Yitro 5767 (2007)

A Drash for Yitro 5767

by Marc Mangel

I will not be here next week, for Parshat Mispatim. Were I here, I would give the drash and remind you that it is that Parsha which inspires the Hebrew Free Loan Association. Please donate after Shabbat.

This week’s Torah portion begins that Yitro, the father in law of Moses “heard all that God did to Moses and to Israel” (Ch 18, v1) and that he takes Zipporah and the two sons of Moses and goes to the Israelite camp.

There, we are told that “Moses told his father-in-law everything that HaShem had done to Paraoh and Egypt for Israel’s sake” (Ch 18, v 8).  Yitro then blesses HaShem and concludes that  “HaShem is greater than all the gods” and makes olah and peace offerings and, the commentators understand,  accepts the Torah.

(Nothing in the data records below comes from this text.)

PR #704, opened 2024-09-20
Fix CLI name in --version

ia0:
The default is the package name which is `magika-cli`. We want to use the binary name which is `magika`. Feature request on `clap` side: https://github.com/clap-rs/clap/issues/5738.

### DIFF
--- a/rust/cli/CHANGELOG.md
+++ b/rust/cli/CHANGELOG.md
@@ -9,6 +9,7 @@
 
 ### Patch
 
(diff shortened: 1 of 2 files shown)


reyammer (approved):

reyammer:
Just to check, the feature request for clap folks is just to change the default, and in this PR you implemented the desired behavior yourself?

ia0:
> Just to check, the feature request for clap folks is just to change the default, and in this PR you implemented the desired behavior yourself?

Yes correct.

PR #715, opened 2024-09-23
python: improve API usability and add backward compatibility layer

reyammer:
This PR makes progress on two aspects:
- simplify access to Magika's API results
- implement a backward compatibility layer, add deprecation warnings, and error out with meaningful messages when we cannot be fully backward compatible.

More context in the description of the two commits.

### DIFF
--- a/python/src/magika/__init__.py
+++ b/python/src/magika/__init__.py
@@ -19,10 +19,10 @@ __version__ = "0.6.0-dev0"
 import dotenv
 
 from magika import magika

It is remarkable, then, that we do not know exactly what Yitro heard or what Moshe told him.  Rashi says that Yitro heard of the splitting of the Red Sea and the war with  Amalek.  However, the Talmud says that there is a third option – that Yitro heard of the giving of the Torah.

The Gaon Moshe Feinstein (Rosh Yeshiva Mesivtha Tiferet Jerusalem) emphasizes that it is exactly this lack of clearness that is important!  He says, “It is axiomatic that different people are inspired by different things…Among righteous people there are those whose main strength and greatness lie in their prowess in Torah learning [they would be moved by the giving of the Torah]. Others excel in their ability to combat those who wish to perpetuate evil ideals [they would be moved by the war with Amalek]. A third group may be known for their deeds of great kindness [they would be moved by the splitting of Yam Suf]”.

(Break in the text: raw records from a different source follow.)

PR #717, opened 2024-09-25
gh actions: improve python testing

reyammer:
Improve the python gh action tests:
- clean up the gh action that runs the test suite.
- improve e2e gh action: it builds the package, it installs the package with pip, it runs the magika CLI (the rust one) and the Magika python module against all basic samples and checks for correct predictions.

### DIFF
--- a/.github/workflows/python-e2e-test.yml
+++ b/.github/workflows/python-e2e-test.yml
@@ -20,8 +20,10 @@ jobs:
   e2e-testing:
     strategy:
       matrix:
-        python-version: [ "3.8.x", "3.9.x", "3.10.x", "3.11.x", "3.12.x" ]
-        os: [ "ubuntu-latest", "macos-latest", "windows-latest" ]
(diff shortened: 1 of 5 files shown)


.github/workflows/python-e2e-test.yml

The key is that although we do not know what inspired Yitro, he was moved to action. The truth is not in what he heard, but in what he did with the information. The truth is in the action.

In addition, we also do not know if the arrival of Yitro took place before or after Mattan – the giving – of the Torah.  To be sure, it is placed in the scroll beforehand, but we know that this does not necessarily mean that this is when it took place (but could be why Rashi only gives two of the three reasons that are in the Talmud).

In addition to Mattan Torah,  there is what we might call Mekabel – the receiving — of the Torah.  Even  if one is FFB (Frum from Birth) he or she must choose to make this our holy book. And every week, those of us who come here are making that choice – by our actions, we are saying that this is our holy book.  Of course, we may ask ‘is it true?” but perhaps more important  — and the lesson of Yitro – is that we should ask “what truth does the Torah teach for our time and how does it spur me to action”.